Her mouth opened, her chest heaved, and her eyes suddenly went wide.
“Luna?” If she was having a heart attack in front of me, I was going to feel like an asshole for not granting her request earlier.
Her hands fluttered, as did her eyelids. “No—just—yes—I can’t believe it,” she said, confused words tumbling out of her mouth. She didn’t seem like herself. “Maybe—just—a few more days?” she squeaked.
I frowned. “What changed?”
She gathered herself quickly. “You did!” She said it like it was a complaint. “I mean you—you mean it now!”
I nodded. “Yeah.” I squinted at her, trying to read her, but she looked away.
“It’s just . . . I thought I was ready, but I’m not,” she blurted out.
What precisely had changed between the pre-sandwich Luna and post-sandwich Luna I was facing? “All right,” I said slowly. “Well, the offer stands. You just let me know when you’re ready for me to take you up on it, okay?”
She started nodding and didn’t stop. “That sounds perfect.” She stood and picked up the cup of vitamins, downing the chalky pills dry. “We going into Dark Ink tonight?”
“It’s my night off.”
“You take nights off?” she said, her voice going high in disbelief.

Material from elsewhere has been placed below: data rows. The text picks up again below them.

PR #745, opened 2017-05-26
Changed default permission in Request, override failedAuthorization

spgwebdev:
The old method `forbiddenResponse` was replaced with `failedAuthorization` as per [commit](https://github.com/laravel/framework/commit/1a7540967ca36f875a262a22b76c2a094b9ba3b4).

### DIFF
--- a/app/Http/Requests/Request.php
+++ b/app/Http/Requests/Request.php
@@ -2,8 +2,8 @@
 
 namespace App\Http\Requests;
 
-use Illuminate\Foundation\Http\FormRequest;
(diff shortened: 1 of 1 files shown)


rappasoft:
What is this doing again?

spgwebdev:
It replaces the old method, but it overwrites the new method from Laravel (please see [commit](https://github.com/laravel/framework/commit/1a7540967ca36f875a262a22b76c2a094b9ba3b4) ) in case of an unauthorized request throws an error.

“Sometimes.” I watched her carefully. She was still flustered. I was watching the surface part of her, reading all the things that made her still human, whereas my hunger was reacting to the nervous way she breathed.
It wanted her to run, and it wanted me to chase her. I yanked it back.
“Okay, well,” she went on, “I bet there’s tons of things I need to do there, to get caught up, especially if it’s been awhile.” She composed herself quickly and pushed her chair in. “I don’t suppose someone brought my car back from Vermillion?”
I jerked my chin towards the kitchen’s counter, where her keys sat beside my own. “Maya said it was scaring off clientele.”
Luna snorted, shaking herself, seeming to finally come back into her body.
“I’ll just go by the shop then. See what I’ve missed and get caught up on mail and payroll.
” She darted down beside the couch and picked up her small backpack from where she’d left it days ago. “I’ll be back later. Don’t stay up.”
I felt my eyebrows crawl up my forehead as I watched her leave. “I won’t.”